The csv, os, gzip and scipy.io modules can be used to load a feature-barcode matrix into Python as shown below.

import csv
import gzip
import os
import scipy.io
 

matrix_dir = "/opt/sample345/outs/filtered_feature_bc_matrix"
mat = scipy.io.mmread(os.path.join(matrix_dir, "matrix.mtx.gz"))

features_path = os.path.join(matrix_dir, "features.tsv.gz")
feature_ids = [row[0] for row in csv.reader(gzip.open(features_path), delimiter="\t")]
gene_names = [row[1] for row in csv.reader(gzip.open(features_path), delimiter="\t")]
feature_types = [row[2] for row in csv.reader(gzip.open(features_path), delimiter="\t")]
barcodes_path = os.path.join(matrix_dir, "barcodes.tsv.gz")
barcodes = [row[0] for row in csv.reader(gzip.open(barcodes_path), delimiter="\t")]

Converting to CSV Format

Space Ranger represents the feature-barcode matrix using sparse formats (only the nonzero entries are stored) in order to minimize file size. All of our programs, and many other programs for gene expression analysis, support sparse formats.

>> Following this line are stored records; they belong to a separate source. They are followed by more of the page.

PR #8488, opened 2018-01-26
Repairing the first pass call to 'dotnet msbuild'; CLI:master

ghost:
'$ExtraParametersNoTargets', which is used on the first pass call to 'dotnet msbuild', currently is of type 'string' not 'List'1' as is '$ExtraParameters'. This results in the non-honoring of any parameter other than parameter one [after the removal of targets and pure parameters]. 

Solution: Make a copy of '$ExtraParameters' to '$ExtraParametersNoTargets' of type 'List'1' and remove the targets from the list.

### DIFF
--- a/run-build.ps1
+++ b/run-build.ps1
@@ -101,6 +101,6 @@ if ($NoBuild)
 else
 {
     dotnet msbuild build.proj /p:Architecture=$Architecture /p:GeneratePropsFile=true /t:WriteDynamicPropsToStaticPropsFiles $ExtraParametersNoTargets
-
+    dotnet msbuild build.proj /m /v:normal /fl /flp:v=diag /p:Architecture=$Architecture $ExtraParameters
     if($LASTEXITCODE -ne 0) { throw "Failed to build" } 
 }
--- a/run-build.ps1
+++ b/run-build.ps1
@@ -36,7 +36,7 @@ if ($ExtraParameters)
     {
         if(($param.StartsWith("/t")) -or ($param.StartsWith("/T")))
         {
-            $ExtraParametersNoTargets.Remove("$param")
+            $remove = $ExtraParametersNoTargets.Remove("$param")
         }
     }
 }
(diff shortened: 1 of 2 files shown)


johnbeisner:
@dotnet/dotnet-cli 
@mmitche 
@dagood 
Can I get a code review please.

run-build.ps1
```diff
@@ -29,12 +29,15 @@ if($Help)
...
+if ($ExtraParameters)
 {
-    if((-not $param.StartsWith("/t")) -and (-not $param.StartsWith("/T")))
+    $ExtraParametersNoTargets = $ExtraParameters.GetRange(0,$ExtraParameters.Count)
+    foreach ($param in $ExtraParameters)
     {
-        $ExtraParametersNoTargets += "{0} " -f $param
+        if(($param.StartsWith("/t")) -or ($param.StartsWith("/T")))
+        {
+            $remove = $ExtraParametersNoTargets.Remove("$param")
```
mmitche: Where does this $remove variable go to?

johnbeisner: Nowhere right now - if it is not there, the Boolean is echoed to the console/logs.

run-build.ps1
```diff
@@ -29,12 +29,15 @@ if($Help)
...
-$ExtraParametersNoTargets = ""
-foreach ($param in $ExtraParameters.split())
+if ($ExtraParameters)
 {
-    if((-not $param.StartsWith("/t")) -and (-not $param.StartsWith("/T")))
+    $ExtraParametersNoTargets = $ExtraParameters.GetRange(0,$ExtraParameters.Count)
+    foreach ($param in $ExtraParameters)
     {
-        $ExtraParametersNoTargets += "{0} " -f $param
+        if(($param.StartsWith("/t")) -or ($param.StartsWith("/T")))
```
dagood: `$param.StartsWith("/t", [StringComparison]::OrdinalIgnoreCase)`?

run-build.ps1
mmitche: @johnbeisner you can also accomplish this by:

`$ExtraParametersNoTargets.Remove("$param") | Out-Null`

run-build.ps1
dagood: MSBuild only accepts `/t:` and `/target:` (as far as I can tell it isn't doing fancy partial matches), so even though nobody will probably use `/toolsversion:` (`/tv:`) you could avoid the ambiguity by comparing both exactly.

dagood (approved):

However, certain programs (e.g. Excel) only support dense formats (where every row-column entry is explicitly stored, even if it's a zero). You can convert a feature-barcode matrix to dense CSV format using the spaceranger mat2csv command. This command takes two arguments - an input matrix generated by Space Ranger (either an H5 file or a MEX directory), and an output path for the dense CSV. For example, to convert a matrix from a pipestance named sample123 in the current directory, either of the following commands would work:

# convert from MEX
$ spaceranger mat2csv sample123/outs/filtered_feature_bc_matrix sample123.csv
# or, convert from H5
$ spaceranger mat2csv sample123/outs/filtered_feature_bc_matrix.h5 sample123.csv

You can then load sample123.csv into Excel.

WARNING: dense files can be very large and may cause Excel to crash, or even fail in mat2csv if your computer doesn't have enough memory. For example, a feature-barcode matrix from a human reference (~33k genes) with ~3k barcodes uses at least 200MB of disk space.